PrefectHQ / prefect

Prefect is a workflow orchestration framework for building resilient data pipelines in Python.
https://prefect.io
Apache License 2.0
15.86k stars 1.55k forks source link

Avoid rate limiting while using ECS Agent #4402

Closed zanieb closed 2 years ago

zanieb commented 3 years ago

There are very low rate limits in task definition registration with the same name and now that we are creating task definitions for every flow run and using the flow slug as the name users can easily encounter this limit. We need to

We can change the task definition name to include a short unique id or we can consider (and I think this may be the best option) using the flow run id instead of the slug. i.e. prefect-flow-run-{id}

We should be able to setup a retry via the boto3 client e.g.

import boto3
from botocore.config import Config

config = Config(
   retries = {
      'max_attempts': 10,
      'mode': 'adaptive'
   }
)

ec2 = boto3.client('ec2', config=config)

I think that change may require a look from someone on our team so we can ensure that the config is handled properly across our uses of the boto client.

Originally worked on by @joe1981al at https://github.com/PrefectHQ/prefect/issues/4380

joe1981al commented 3 years ago

@madkinsz Just an update, even with unique IDs we are still hitting rate limits for register / deregister. Not sure if boto3 is using the environment variables or if it's overwritten by L182-184

I'm wondering if there is a way to have the agent code generate the task definition then have that first task definition's ARN written back to the run_config for the flow... Either default or "reuse-task-definition" option...

zanieb commented 3 years ago

@joe1981al can you show what errors you're encountering? I thought the rate limits were for the task definition family names and a unique id would remove that bottleneck?

joe1981al commented 3 years ago

@madkinsz having a unique ID did pass the rate limit on the family names one as it has a lower rate limit than overall register / deregister. Amazon won't publish rate limits for ECS as they say they are dynamic...

An error occurred (ThrottlingException) when calling the DeregisterTaskDefinition operation: Rate exceeded

Rongrs commented 3 years ago

Hi, any progress on that? This issue is preventing us from using ECS agents right now, and it looked like there's a valid solution, no?

joe1981al commented 3 years ago

@Rongrs

You could try setting these env variables, it does help:

- Name: AWS_RETRY_MODE
  Value: adaptive
- Name: AWS_MAX_ATTEMPTS
  Value: 100
ryan-cf commented 3 years ago

We're also hitting this issue. E.g. even with the above ENV vars, it seems like we only need to have 10 or so flows trying to be launched at once for this error to pop up consistently (this happens if we're not careful when scheduling backfills).

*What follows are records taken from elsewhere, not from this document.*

PR #17797, opened 2025-09-03
Fixed #17796 - search on model name and number on importer

### LINKED ISSUE #17796: Search on model name *and* model number on model import
Ask from Discord: "Is there any way around importing an asset model via csv with the same name, but differing in model number? It lets me create those manually, but will not import since I assume it thinks it's a duplicate."

snipe:
This does the comparison on model name *and* model number for the importer so that models with the same name but different numbers can be imported.

### DIFF
--- a/app/Http/Controllers/Api/ImportController.php
+++ b/app/Http/Controllers/Api/ImportController.php
@@ -69,7 +69,7 @@ class ImportController extends Controller
                 if (function_exists('iconv')) {
                     $file_contents = $file->getContent(); //TODO - this *does* load the whole file in RAM, but we need that to be able to 'iconv' it?
                     $encoding = $detector->getEncoding($file_contents);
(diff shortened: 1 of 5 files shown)


snipe:
Hm, not sure why these tests are failing - the import does work as far as I can see.

snipe:
```
[2025-09-04 11:36:51] testing.DEBUG: Exception caught during checkin email: Attempt to read property "display_name" on null (View: /home/runner/work/snipe-it/snipe-it/resources/views/mail/markdown/checkin-component.blade.php)  
```

seems like it might be the culprit.

Which is kinda weird since I didn't touch any notifications, and also, it's failing on the asset model import, which doesn't notify anyone.

snipe:
Sigh. Failing on mysql, passing on SQLite, for no reason I can determine. :-/

snipe:
I cannot get the `ConsumableFileTest` to fail locally.

PR #17823, opened 2025-09-08
Fixed #17822 - n+1 in top menu check

### LINKED ISSUE #17822: n+1 issue in the Helper to determine counts for sidebar (and for the alert top menu)
Image

```
foreach ($asset_models as $asset_model){

            $asset = new Asset();
            $total_owned = $asset->where('model_id', '=', $asset_model->id)->count();
            $avail = $asset->where('model_id', '=', $asset_model->id)->whereNull('assigned_to')->count();

            if ($avail < ($asset_model->min_amt) + $alert_threshold) {
                if ($avail > 0) {
                    $percent = number_format((($avail / $total_owned) * 100), 0);
                } else {
                    $percent = 100;
                }
                $items_array[$all_count]['id'] = $asset_model->id;
                $items_array[$all_count]['name'] = $asset_model->name;
                $items_array[$all_count]['type'] = 'models';
                $items_array[$all_count]['percent'] = $percent;
                $items_array[$all_count]['remaining'] = $avail;
                $items_array[$all_count]['min_amt'] = $asset_model->min_amt;
                $all_count++;
            }
        }
```

snipe:
This fixes #17822, which would do individual queries based on the number of models you had as it's trying to do the inventory check to alert you if you have models that are at or below min inventory. In my tests, this cut the number of queries down by about half.

### DIFF
--- a/app/Helpers/Helper.php
+++ b/app/Helpers/Helper.php
@@ -811,12 +811,11 @@ class Helper
             }
         }
 
-        foreach ($asset_models as $asset_model){
 
-            $asset = new Asset();
-            $total_owned = $asset->where('model_id', '=', $asset_model->id)->count();
-            $avail = $asset->where('model_id', '=', $asset_model->id)->whereNull('assigned_to')->count();
+        $total_owned = Asset::whereIn('model_id', $asset_models->pluck('id'))->count();
+        $avail = Asset::whereIn('model_id', $asset_models->pluck('id'))->whereNull('assigned_to')->count();
 
+        foreach ($asset_models as $asset_model) {
             if ($avail < ($asset_model->min_amt) + $alert_threshold) {
                 if ($avail > 0) {
                     $percent = number_format((($avail / $total_owned) * 100), 0);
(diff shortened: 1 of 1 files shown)


snipe:
Meh, this math is slightly off - it won't give you the correct counts on the models as they're listed. Will keep working on it.

app/Helpers/Helper.php
```diff
@@ -811,11 +811,13 @@ public static function checkLowInventory()
...
 
-            $asset = new Asset();
-            $total_owned = $asset->where('model_id', '=', $asset_model->id)->count();
-            $avail = $asset->where('model_id', '=', $asset_model->id)->whereNull('assigned_to')->count();
+
+
+        foreach ($asset_models as $asset_model) {
+
+            $total_owned = $asset_model->assets->count();
+            $avail =  $asset_model->assets->whereNull('assigned_to')->count();
```
uberbrady: I think this is going to operate on the *collection* of assets, which we might not want? (Though we *do* already have it loaded up). I think `$asset_model->assets()->whereNull( .... ` might be faster as it won't need the assets loaded up in memory, it will just do a `SELECT COUNT(*) FROM assets WHERE model_id=$blah AND assigned_to IS NULL` which could be a skosh faster?

PR #17826, opened 2025-09-08
Fixed #17585 - Display accessory checkout qty in subject line and intro text

### LINKED ISSUE #17585: Display pluralized amount of accessories checked out in subject line of email
Though the body contents shows the amount, the subject line of the email always says "Accessory checked out" even if multiple accessories have been assigned.

Image

marcusmoore:
Subject line is now plural for accessory checkouts that have `qty` greater than 1.

| Singular | Multiple |
|--------|--------|
| image | image |

---

Currently, in both instances the introduction text says "A new item has been checked out under your name". That should be updated as well but that touches a lot more translation strings than the one already changed and I don't want to trigger new translations if we don't need to.

- [x] @snipe should I address the intro text as well?
  - Added

---

Fixes #17585


snipe:
I'm okay with triggering new translations if it makes it more clear.

marcusmoore:
@snipe updated with totals in the introduction text. The screenshots in the original description are now accurate.

Issue #17824, opened 2025-09-08
Add license version to licenses


pogovault:
Would it be possible to add Version field to licenses? Sometimes the license key(s) are tied to software version (usually to major release) and it will be good to be able to track that.

Issue #17546, opened 2025-08-08
EPIC: Licenses improvements


snipe:
As literally everyone has figured out, the licenses section needs a lot of improvements. It hasn't had a structural revisit since the early days of v1, and the way companies use licenses has changed over the years. 

We have at least three different scenarios: 

### Scenario 1 -Licenses with a single product key, expiration, etc where all of the seats share the same key, etc.

This is the way the licenses currently work, and it's a bit limiting. Folks have come up with clever workarounds, like using the license seat ID as a map back to the multiple product keys they've entered into the single product key box. That works pretty well for a small number of licenses, but it's not really tenable for licenses with 100 or more seats. 

### Scenario 2 -Licenses with different keys, expirations, prices, etc per seat

This is a pretty common scenario as well, and one we don't currently handle particularly well but we *could*. The seats already exist in the database, we'd just need to add a few additional pivot fields to store those individual attributes per seat. This really makes Licenses behave a bit more like Asset Models, with seats behaving more similarly to Assets. The problem there becomes UX. It could easily become horrible and unwieldy to have to enter product keys, etc for thousands of license seats, and we're discussing internally how to make that not suck as much as it seems like it would. 

We've discussed using a larger text field with each product key separated by a new line, but that doesn't account for the registered user/email, and it doesn't handle the case where an actual .lic or .xml file is the actual key and would need to be uploaded per seat. 

Prices can also fluctuate over time per seat, since some folks might be using older licenses that had a lifetime purchase option but newer versions of the same license don't have that. 

This is by far the hardest UX challenge of all of these scenarios. 

### Scenario 3 - Cloud licenses 

Stuff like MS Office, where you have a pool of seats that you can add and remove, but the expiration date is the same. I think most folks just use the way it currently works and they add/remove seats as needed, but there's likely some other scenario I'm not thinking about at the moment. 

Right now, perhaps stupidly, we create a record in the license_seats table for each license seat, even if it has never been checked out. This is dumb for the way it currently works, but is more conducive to handle Scenario 2, since those individual associated seats could be made to be precious. Right now, they're not. 

We've been talking about this internally for quite some time and really need to get this sorted. I'm open to hearing additional scenarios that aren't covered by the ones I posted above as we work through the license rework.

snipe:
🦗🦗🦗🦗🦗🦗🦗🦗

snipe:
Despite getting zero feedback on the proposed changes above, I'm forging ahead anyway. 

[...]

PR #17836, opened 2025-09-10
Added #17824: add license version to licenses

ntaylor-86:
The PR adds license version to licenses as raised in issue #17824 

I wasn't sure on the translations, please let me know if that needs to be fixed.

Cheers!

### DIFF
--- a/app/Importer/LicenseImporter.php
+++ b/app/Importer/LicenseImporter.php
@@ -75,6 +75,7 @@ class LicenseImporter extends ItemImporter
             $this->item['reassignable'] = 1;
         }
         $this->item['seats'] = $this->findCsvMatch($row, 'seats');
+        $this->item['version'] = $this->findCsvMatch($row, 'version');
         
         $this->item["termination_date"] = null;
         if ($this->findCsvMatch($row, "termination_date")!='') {
--- a/app/Presenters/LicensePresenter.php
+++ b/app/Presenters/LicensePresenter.php
@@ -37,6 +37,12 @@ class LicensePresenter extends Presenter
                 'title' => trans('general.name'),
                 'formatter' => 'licensesLinkFormatter',
             ], [
+            ], [
+                'field' => 'version',
+                'searchable' => false,
+                'sortable' => true,
+                'title' => trans('admin/licenses/form.version'),
+            ], [
                 'field' => 'product_key',
                 'searchable' => true,
                 'sortable' => true,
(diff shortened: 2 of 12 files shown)


app/Presenters/LicensePresenter.php
```diff
@@ -36,6 +36,12 @@ public static function dataTableLayout()
                 'switchable' => false,
                 'title' => trans('general.name'),
                 'formatter' => 'licensesLinkFormatter',
+            ], [
+            ], [
+                'field' => 'version',
+                'searchable' => false,
+                'sortable' => true,
```
snipe, line 43: I think we'd need to add `version` to the `$allowed_columns` in the Licenses API in order to sort on it.

snipe:
We'd probably want to check validation with name+version combined, the way we do with model name+model number. I can see people needing to track different versions of the same software.

snipe:
Note to myself: I'll need to add that field to the importer as well.

app/Presenters/LicensePresenter.php
ntaylor-86: Added in commit 8ab9154040df251d06211af3935f1c5c5d2a3b81

ntaylor-86:
> Note to myself: I'll need to add that field to the importer as well.

Added in commit 4091caeb17d8a4b77f1559f8e50126c6a5594988

app/Importer/LicenseImporter.php
```diff
@@ -75,6 +75,7 @@ public function createLicenseIfNotExists(array $row)
             $this->item['reassignable'] = 1;
         }
         $this->item['seats'] = $this->findCsvMatch($row, 'seats');
+        $this->item['version'] = $this->findCsvMatch($row, 'version');
```
snipe, line 78: I think we need to add this to the mapping options as well for this to import properly.

https://github.com/grokability/snipe-it/blob/85c728f313a38809e2fc7ef7ee3815fd0b67cf28/app/Livewire/Importer.php#L286-L312

ntaylor-86: Added in commit 6d3e49481c1a8f8dd7a64fed81e729deb4237e47

snipe:
After giving this a ton of thought and re-re-reading the use-cases on the #17546 epic, I think this might not be the best approach for solving this problem. I have a branch locally that attaches these values to the join table instead of the main license table, since it would be feasible to have different versions of a license under the same general license name. (Also different product keys, cloud subscriptions, etc.) Definitely do appreciate you taking a stab at this tho. Hopefully I'll have my branch up soon and we can all kick the tires on that.

PR #17847, opened 2025-09-11
[Feature] add API endpoint to request user asset print

dampfklon:
This is a small feature addition to the API. 

This change copies the inventory print function from the regular user to the API.
It would be available under `https://{{host}}/api/v1/users/{{userId}}/print`

Is there any way to update the API docs? I could not find a way to contribute.

Our goal is to generate these reports automatically as part of an automated process.

### DIFF
--- a/app/Http/Controllers/Api/UsersController.php
+++ b/app/Http/Controllers/Api/UsersController.php
@@ -18,6 +18,7 @@ use App\Models\Accessory;
 use App\Models\Company;
 use App\Models\Consumable;
 use App\Models\License;
+use App\Models\Setting;
 use App\Models\User;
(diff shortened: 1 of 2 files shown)


snipe:
I feel a little weird returning a view here (and I don’t think we’d want to redirect on an API call anyway). What’s the use case?

dampfklon:
Our use case is a external automated offboarding script. We would use this endpoint to get the print report html which is then converted to pdf and sent via mail to the manager.

The redirect was a oversight on my part, i would change it to the default api error response. Instead of simply returning the view we could also change it to a regular success api response where the content is the html report

snipe:
Hey there - this is still in draft (and has failing tests). Is this something you're still working on?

Does that mean these vars aren't being picked up correctly or is this just still a limitation of ECS? I've set them in the container definition for the ECS Agent we have running in our fargate cluster

Any other ideas out there beyond the env variables or UUID? Happy to try modifying ECS agent code, just not quite sure what approach to take at this point that would actually solve the problem. Maybe we can make the agent smart enough avoid re-registering the task definition for the flow if it hasn't changed somehow?

joe1981al commented 3 years ago

@ryan-cf can you post the error message you are getting. Is it related to family like first below or general register/deregister like second below. The UUID modification in #4380 (closed, not merged) helped me get past the family issue. The Prefect team merged a fix, #4417 , that resolved the issue where AWS_RETRY_MODE was being overridden by code. After that I have not had any issues (still using custom UUID code for agent) with task not registering or deregistering.

An error occurred (ClientException) when calling the RegisterTaskDefinition operation: Too many concurrent attempts to create a new revision of the specified family.
An error occurred (ThrottlingException) when calling the DeregisterTaskDefinition operation: Rate exceeded
bennnym commented 3 years ago

Hi @joe1981al ,

Can I confirm that you need to set these environment variables on the agent container, or will it suffice to add it in your ECSRUN ( run config object ) ?

Thanks in advance

joe1981al commented 3 years ago

@bennnym must be set in the agent container as ecsrun config will apply only to the ECS container created for the flow run and this issue is related to the AWS API calls through boto3 from the agent container.

bennnym commented 3 years ago

Hmm, didn't fix the issue for me. I'm still consistently getting the same error.